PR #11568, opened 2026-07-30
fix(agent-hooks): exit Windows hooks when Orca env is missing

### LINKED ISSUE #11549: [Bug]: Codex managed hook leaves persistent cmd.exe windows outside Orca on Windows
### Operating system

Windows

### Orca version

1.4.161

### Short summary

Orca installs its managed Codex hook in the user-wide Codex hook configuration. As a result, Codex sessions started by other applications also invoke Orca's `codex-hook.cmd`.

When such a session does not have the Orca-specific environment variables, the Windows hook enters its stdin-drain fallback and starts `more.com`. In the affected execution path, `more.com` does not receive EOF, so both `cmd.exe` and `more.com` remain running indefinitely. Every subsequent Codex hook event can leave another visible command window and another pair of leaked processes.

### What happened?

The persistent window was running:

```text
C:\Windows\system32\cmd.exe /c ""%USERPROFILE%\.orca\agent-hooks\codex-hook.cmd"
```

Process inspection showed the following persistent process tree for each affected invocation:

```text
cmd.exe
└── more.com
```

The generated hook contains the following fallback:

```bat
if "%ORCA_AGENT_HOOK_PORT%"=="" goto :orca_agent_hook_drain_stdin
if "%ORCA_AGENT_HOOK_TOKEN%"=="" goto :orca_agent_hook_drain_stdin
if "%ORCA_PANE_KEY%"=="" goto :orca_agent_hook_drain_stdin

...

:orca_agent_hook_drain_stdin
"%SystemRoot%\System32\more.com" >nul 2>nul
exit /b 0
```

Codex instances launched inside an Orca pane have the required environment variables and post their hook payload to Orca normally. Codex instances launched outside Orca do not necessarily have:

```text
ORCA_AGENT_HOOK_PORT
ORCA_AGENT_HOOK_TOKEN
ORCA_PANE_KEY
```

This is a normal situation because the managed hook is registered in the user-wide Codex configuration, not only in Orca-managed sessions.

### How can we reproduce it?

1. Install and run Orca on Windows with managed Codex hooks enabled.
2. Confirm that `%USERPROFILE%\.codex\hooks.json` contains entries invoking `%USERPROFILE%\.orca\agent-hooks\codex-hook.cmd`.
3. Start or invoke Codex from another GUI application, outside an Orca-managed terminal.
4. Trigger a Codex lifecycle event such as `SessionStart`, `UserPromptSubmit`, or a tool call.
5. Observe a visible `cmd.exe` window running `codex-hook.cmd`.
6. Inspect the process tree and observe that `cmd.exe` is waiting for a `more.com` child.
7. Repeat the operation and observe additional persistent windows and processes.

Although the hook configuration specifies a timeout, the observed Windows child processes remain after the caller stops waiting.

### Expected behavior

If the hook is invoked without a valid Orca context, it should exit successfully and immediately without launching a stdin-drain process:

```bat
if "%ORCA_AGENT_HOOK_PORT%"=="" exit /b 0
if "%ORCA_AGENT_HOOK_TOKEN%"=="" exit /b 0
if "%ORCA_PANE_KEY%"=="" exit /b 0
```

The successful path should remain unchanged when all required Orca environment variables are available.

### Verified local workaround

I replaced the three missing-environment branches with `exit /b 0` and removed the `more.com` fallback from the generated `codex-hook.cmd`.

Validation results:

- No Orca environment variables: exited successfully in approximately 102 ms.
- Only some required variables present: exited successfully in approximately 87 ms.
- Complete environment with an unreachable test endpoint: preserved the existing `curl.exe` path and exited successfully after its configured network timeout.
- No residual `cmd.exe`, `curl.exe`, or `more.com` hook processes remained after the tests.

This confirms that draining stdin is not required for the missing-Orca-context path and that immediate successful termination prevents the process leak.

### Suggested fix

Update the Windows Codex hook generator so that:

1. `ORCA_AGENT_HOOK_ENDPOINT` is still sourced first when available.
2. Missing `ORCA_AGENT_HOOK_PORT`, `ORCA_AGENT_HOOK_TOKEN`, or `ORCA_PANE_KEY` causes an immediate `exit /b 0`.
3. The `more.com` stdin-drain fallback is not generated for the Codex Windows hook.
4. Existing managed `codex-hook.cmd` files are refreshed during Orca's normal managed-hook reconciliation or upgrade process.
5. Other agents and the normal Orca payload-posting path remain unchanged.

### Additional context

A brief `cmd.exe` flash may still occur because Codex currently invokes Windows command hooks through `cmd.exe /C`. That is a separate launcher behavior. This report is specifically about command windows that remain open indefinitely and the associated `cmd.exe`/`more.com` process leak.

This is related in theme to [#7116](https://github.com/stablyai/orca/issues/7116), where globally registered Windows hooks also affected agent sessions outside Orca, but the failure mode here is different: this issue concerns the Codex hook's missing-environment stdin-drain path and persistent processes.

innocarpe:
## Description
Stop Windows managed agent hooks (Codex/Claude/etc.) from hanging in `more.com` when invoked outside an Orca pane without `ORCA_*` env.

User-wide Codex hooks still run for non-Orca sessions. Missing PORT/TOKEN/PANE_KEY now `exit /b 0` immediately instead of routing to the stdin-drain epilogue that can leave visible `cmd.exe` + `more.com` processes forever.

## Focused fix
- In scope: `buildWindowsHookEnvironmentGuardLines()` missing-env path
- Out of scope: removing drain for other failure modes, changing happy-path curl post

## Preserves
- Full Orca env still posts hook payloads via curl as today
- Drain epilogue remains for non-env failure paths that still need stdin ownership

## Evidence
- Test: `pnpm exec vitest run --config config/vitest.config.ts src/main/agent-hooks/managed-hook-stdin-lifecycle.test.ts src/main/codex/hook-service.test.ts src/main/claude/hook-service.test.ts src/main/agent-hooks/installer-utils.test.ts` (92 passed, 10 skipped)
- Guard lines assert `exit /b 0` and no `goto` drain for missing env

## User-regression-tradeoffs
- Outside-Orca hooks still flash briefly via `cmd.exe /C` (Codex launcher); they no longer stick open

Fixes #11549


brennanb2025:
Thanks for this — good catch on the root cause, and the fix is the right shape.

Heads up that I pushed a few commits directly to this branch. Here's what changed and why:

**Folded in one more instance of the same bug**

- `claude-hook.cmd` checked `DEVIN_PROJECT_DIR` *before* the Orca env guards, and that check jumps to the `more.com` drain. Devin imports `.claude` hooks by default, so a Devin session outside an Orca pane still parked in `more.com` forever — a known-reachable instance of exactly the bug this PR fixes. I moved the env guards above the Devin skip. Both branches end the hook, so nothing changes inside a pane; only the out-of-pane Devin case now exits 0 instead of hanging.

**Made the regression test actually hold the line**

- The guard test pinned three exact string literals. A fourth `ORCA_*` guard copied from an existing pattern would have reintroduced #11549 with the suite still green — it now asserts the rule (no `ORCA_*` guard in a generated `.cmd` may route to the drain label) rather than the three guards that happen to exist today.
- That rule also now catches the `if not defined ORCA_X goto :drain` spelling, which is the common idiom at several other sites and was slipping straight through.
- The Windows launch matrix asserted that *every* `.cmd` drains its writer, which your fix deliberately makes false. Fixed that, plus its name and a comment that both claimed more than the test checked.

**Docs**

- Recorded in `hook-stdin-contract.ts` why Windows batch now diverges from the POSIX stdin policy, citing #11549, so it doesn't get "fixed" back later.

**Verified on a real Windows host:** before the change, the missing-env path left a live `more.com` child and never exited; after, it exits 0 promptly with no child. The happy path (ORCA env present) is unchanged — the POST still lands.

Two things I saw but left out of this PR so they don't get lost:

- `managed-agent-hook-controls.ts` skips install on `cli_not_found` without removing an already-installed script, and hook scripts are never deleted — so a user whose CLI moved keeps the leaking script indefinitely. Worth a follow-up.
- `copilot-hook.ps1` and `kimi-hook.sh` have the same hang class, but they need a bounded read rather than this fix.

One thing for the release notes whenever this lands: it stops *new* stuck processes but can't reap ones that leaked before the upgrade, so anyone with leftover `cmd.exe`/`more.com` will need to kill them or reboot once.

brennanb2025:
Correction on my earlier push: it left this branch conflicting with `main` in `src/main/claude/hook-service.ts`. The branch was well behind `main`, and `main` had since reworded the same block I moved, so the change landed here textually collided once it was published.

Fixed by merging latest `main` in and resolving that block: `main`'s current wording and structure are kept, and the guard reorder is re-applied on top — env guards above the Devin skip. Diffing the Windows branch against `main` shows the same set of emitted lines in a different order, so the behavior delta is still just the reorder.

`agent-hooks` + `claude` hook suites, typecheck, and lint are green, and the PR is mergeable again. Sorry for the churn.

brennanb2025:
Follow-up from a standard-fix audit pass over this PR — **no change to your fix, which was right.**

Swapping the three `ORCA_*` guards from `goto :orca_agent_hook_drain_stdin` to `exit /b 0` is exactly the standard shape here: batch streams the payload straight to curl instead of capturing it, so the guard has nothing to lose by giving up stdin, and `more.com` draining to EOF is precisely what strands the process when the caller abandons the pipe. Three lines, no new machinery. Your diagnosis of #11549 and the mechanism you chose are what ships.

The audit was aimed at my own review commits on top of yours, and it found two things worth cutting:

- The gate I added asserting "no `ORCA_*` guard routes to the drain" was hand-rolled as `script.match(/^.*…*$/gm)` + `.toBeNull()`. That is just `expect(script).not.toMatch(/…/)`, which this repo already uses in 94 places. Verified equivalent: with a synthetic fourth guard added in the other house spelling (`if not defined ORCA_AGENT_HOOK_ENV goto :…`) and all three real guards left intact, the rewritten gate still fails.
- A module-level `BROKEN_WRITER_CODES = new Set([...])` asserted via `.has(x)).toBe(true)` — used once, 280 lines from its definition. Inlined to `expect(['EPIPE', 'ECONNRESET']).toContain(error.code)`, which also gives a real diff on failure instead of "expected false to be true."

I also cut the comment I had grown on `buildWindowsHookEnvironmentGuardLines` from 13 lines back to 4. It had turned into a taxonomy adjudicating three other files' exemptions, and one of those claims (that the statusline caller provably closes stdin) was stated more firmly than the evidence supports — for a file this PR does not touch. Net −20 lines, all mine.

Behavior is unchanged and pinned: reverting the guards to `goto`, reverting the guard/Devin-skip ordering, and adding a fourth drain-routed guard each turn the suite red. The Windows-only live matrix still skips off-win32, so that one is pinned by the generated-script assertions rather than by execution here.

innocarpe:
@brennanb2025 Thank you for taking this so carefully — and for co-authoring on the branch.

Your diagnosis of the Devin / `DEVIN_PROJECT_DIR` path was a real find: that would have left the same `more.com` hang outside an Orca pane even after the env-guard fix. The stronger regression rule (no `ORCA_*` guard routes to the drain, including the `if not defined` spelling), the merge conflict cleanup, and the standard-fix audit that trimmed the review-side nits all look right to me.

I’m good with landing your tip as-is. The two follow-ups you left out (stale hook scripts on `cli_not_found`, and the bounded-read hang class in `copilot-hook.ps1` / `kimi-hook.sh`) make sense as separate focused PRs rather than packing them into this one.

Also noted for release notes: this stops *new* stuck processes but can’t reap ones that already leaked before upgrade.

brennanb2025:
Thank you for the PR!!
++++++
#### WHAT NEEDS TO BE DONE
Take from the listing above each line in which the string "stops" is found.

#### ANSWER SPACE
Although the hook configuration specifies a timeout, the observed Windows child processes remain after the caller stops waiting.
One thing for the release notes whenever this lands: it stops *new* stuck processes but can't reap ones that leaked before the upgrade, so anyone with leftover `cmd.exe`/`more.com` will need to kill them or reboot once.
Also noted for release notes: this stops *new* stuck processes but can’t reap ones that already leaked before upgrade.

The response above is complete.